(Source data Opens)

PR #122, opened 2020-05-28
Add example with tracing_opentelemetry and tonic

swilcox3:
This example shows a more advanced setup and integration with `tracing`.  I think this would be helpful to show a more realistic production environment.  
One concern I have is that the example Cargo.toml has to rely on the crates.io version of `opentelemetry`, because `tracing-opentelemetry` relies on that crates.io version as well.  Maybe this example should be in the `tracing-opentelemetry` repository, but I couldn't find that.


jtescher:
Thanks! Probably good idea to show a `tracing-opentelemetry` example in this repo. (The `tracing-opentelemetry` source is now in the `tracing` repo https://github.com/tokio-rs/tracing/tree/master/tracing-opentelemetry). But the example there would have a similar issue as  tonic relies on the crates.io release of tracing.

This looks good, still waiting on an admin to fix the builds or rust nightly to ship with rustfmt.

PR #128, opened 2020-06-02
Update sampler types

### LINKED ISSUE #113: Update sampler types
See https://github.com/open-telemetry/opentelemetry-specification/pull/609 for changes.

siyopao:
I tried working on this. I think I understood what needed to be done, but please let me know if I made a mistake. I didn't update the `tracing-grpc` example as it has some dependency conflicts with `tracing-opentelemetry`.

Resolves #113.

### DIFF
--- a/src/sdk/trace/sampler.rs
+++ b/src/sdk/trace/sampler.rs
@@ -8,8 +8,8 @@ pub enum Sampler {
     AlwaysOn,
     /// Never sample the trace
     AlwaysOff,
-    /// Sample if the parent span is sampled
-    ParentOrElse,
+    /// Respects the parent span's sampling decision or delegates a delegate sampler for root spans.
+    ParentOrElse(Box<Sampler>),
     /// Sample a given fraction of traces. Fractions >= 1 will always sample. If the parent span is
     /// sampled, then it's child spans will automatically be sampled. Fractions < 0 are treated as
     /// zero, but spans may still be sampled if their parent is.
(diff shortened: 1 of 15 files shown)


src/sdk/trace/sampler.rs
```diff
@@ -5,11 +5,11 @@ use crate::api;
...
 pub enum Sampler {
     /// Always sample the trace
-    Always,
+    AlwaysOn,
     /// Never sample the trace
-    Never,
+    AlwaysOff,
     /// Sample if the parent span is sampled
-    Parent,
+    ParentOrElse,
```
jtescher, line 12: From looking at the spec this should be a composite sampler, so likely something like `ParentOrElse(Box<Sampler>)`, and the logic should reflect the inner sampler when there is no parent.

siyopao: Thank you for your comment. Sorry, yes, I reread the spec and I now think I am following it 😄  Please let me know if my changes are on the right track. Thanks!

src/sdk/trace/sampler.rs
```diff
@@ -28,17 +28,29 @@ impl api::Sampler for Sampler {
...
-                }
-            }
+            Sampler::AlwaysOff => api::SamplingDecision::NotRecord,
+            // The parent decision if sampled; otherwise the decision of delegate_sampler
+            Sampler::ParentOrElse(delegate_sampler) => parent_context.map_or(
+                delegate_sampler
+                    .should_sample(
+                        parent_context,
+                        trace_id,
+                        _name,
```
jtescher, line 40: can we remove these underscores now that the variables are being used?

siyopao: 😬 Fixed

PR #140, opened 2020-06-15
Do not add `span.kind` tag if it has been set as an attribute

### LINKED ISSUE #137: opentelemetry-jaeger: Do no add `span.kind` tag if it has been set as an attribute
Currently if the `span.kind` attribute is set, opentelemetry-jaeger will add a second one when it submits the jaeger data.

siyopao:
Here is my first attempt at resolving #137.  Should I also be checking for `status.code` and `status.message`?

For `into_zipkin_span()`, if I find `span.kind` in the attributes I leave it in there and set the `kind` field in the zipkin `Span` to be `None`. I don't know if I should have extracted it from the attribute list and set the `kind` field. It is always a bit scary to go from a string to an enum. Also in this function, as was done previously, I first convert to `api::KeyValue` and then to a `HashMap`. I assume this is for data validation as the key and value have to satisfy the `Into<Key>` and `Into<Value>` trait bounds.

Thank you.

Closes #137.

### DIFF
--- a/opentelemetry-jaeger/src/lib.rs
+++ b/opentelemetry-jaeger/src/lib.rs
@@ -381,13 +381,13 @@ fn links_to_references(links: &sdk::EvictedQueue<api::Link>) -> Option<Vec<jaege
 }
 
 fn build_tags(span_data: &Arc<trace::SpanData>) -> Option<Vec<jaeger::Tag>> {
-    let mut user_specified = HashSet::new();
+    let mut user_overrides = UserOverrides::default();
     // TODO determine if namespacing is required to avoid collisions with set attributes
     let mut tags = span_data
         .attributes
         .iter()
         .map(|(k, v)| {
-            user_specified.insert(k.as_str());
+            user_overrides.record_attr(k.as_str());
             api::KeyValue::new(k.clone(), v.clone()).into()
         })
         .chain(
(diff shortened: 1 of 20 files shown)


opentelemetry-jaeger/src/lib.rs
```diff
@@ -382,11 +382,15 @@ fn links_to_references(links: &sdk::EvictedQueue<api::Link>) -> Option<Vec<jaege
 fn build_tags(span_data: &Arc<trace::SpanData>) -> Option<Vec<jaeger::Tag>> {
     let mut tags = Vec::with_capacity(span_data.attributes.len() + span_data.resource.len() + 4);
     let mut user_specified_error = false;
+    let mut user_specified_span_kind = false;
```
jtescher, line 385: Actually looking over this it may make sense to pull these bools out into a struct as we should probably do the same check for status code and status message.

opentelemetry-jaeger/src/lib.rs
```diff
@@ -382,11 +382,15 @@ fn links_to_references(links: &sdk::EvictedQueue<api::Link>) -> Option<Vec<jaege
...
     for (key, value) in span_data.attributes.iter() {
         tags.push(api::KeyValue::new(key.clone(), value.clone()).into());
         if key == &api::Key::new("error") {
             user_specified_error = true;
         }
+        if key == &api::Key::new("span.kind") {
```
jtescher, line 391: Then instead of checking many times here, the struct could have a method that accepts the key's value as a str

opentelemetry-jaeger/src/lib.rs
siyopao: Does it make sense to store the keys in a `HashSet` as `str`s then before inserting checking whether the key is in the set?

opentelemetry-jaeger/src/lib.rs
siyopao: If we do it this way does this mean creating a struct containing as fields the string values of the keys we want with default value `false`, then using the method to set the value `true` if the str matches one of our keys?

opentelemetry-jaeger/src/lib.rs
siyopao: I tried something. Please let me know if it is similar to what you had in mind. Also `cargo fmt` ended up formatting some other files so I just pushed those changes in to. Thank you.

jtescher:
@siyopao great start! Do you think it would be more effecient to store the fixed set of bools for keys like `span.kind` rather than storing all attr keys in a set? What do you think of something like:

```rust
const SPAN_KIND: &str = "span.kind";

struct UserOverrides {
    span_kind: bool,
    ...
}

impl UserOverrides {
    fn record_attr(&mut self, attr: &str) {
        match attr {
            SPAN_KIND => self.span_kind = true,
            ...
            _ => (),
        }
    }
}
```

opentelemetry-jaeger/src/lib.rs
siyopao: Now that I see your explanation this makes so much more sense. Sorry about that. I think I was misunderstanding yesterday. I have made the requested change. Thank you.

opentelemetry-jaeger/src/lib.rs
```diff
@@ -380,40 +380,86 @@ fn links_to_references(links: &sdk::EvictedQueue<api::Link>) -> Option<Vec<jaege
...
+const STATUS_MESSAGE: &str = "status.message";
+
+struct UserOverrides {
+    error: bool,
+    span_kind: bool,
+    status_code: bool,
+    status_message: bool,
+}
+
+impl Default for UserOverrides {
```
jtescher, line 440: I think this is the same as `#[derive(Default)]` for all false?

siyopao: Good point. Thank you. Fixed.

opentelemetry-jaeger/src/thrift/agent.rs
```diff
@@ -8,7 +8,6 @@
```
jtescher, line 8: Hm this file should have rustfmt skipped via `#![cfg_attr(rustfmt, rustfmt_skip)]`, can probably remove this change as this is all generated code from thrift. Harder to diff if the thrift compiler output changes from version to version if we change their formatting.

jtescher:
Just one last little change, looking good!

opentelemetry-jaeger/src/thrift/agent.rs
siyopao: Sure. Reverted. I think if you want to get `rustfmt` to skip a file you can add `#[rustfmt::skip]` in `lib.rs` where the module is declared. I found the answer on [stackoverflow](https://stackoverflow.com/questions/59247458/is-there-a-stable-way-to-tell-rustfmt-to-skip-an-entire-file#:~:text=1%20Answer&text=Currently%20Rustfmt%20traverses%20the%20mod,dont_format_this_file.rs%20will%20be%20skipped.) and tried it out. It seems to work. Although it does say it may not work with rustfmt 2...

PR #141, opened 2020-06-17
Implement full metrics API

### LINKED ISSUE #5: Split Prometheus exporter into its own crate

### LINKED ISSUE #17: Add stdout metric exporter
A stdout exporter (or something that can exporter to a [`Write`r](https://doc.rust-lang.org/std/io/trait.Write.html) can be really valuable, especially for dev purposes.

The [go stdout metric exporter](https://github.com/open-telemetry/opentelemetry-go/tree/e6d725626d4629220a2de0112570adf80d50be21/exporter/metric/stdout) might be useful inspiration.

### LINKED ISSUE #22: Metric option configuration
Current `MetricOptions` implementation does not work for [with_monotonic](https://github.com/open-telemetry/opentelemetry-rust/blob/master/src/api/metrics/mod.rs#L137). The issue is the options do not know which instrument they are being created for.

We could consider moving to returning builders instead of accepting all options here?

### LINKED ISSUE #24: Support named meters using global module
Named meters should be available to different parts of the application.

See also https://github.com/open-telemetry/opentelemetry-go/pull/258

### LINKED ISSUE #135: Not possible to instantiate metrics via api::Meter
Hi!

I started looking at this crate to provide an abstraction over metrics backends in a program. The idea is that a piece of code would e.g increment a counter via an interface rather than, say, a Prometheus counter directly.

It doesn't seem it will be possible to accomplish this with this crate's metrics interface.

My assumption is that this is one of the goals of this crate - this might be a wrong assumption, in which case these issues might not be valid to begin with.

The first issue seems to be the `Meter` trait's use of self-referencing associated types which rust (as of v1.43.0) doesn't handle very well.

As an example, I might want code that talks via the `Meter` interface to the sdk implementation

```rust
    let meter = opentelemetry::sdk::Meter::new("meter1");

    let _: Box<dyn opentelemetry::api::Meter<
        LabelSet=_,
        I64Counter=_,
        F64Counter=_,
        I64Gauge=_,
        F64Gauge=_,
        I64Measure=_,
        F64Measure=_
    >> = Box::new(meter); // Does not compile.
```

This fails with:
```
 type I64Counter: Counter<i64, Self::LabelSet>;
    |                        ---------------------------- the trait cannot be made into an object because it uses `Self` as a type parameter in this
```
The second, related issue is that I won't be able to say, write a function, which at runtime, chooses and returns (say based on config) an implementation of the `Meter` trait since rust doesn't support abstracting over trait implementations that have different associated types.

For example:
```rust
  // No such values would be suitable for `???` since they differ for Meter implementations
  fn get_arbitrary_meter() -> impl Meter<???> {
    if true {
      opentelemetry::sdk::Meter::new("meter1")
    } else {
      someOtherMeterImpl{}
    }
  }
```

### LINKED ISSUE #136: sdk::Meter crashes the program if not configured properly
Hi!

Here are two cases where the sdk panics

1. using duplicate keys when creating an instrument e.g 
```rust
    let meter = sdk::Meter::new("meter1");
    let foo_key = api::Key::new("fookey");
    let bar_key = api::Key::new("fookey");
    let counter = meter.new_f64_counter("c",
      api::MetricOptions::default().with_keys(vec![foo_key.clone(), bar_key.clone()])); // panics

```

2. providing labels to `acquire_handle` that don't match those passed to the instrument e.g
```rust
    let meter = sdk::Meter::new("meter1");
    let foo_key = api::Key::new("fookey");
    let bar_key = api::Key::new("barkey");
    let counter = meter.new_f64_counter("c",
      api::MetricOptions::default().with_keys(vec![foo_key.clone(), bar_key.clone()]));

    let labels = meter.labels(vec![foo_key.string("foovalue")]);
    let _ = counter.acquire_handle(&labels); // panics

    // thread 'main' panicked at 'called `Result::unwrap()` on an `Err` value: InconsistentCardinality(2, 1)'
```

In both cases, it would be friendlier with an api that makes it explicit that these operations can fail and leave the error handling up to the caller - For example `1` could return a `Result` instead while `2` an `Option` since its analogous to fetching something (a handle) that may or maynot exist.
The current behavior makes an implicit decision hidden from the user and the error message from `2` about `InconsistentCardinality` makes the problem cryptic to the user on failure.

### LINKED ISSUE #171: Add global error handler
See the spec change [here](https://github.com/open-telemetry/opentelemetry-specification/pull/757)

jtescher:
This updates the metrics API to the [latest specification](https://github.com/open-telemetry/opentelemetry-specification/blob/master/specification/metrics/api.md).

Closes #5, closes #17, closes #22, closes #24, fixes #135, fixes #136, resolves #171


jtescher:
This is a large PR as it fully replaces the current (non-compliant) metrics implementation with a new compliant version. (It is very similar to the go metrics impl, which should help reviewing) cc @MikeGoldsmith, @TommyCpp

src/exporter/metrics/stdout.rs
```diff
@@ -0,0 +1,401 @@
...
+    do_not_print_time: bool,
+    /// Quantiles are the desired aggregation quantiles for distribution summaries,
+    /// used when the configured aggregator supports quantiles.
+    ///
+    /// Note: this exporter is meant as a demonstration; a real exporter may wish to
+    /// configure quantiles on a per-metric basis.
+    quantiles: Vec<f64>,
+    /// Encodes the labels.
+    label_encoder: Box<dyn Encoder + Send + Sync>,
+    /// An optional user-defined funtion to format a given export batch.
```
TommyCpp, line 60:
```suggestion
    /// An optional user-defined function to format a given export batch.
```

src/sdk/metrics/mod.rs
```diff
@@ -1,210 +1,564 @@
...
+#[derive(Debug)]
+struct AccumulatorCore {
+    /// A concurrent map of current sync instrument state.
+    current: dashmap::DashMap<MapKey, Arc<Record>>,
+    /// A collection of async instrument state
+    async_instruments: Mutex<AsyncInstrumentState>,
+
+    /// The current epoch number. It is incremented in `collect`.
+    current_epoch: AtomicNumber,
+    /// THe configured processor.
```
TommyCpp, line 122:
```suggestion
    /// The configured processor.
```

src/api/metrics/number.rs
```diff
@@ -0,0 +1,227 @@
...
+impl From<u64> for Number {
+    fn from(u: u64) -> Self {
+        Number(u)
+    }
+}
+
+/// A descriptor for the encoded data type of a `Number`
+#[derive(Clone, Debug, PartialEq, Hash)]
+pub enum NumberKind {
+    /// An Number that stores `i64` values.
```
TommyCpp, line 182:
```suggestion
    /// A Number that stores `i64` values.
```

(Source data Closes)

» **What you need to do**
Read the data above and pull out each line that holds the string "ParentOrElse".

» **Answer to the exercise**
-    ParentOrElse,
+    ParentOrElse(Box<Sampler>),
+    ParentOrElse,
jtescher, line 12: From looking at the spec this should be a composite sampler, so likely something like `ParentOrElse(Box<Sampler>)`, and the logic should reflect the inner sampler when there is no parent.
+            Sampler::ParentOrElse(delegate_sampler) => parent_context.map_or(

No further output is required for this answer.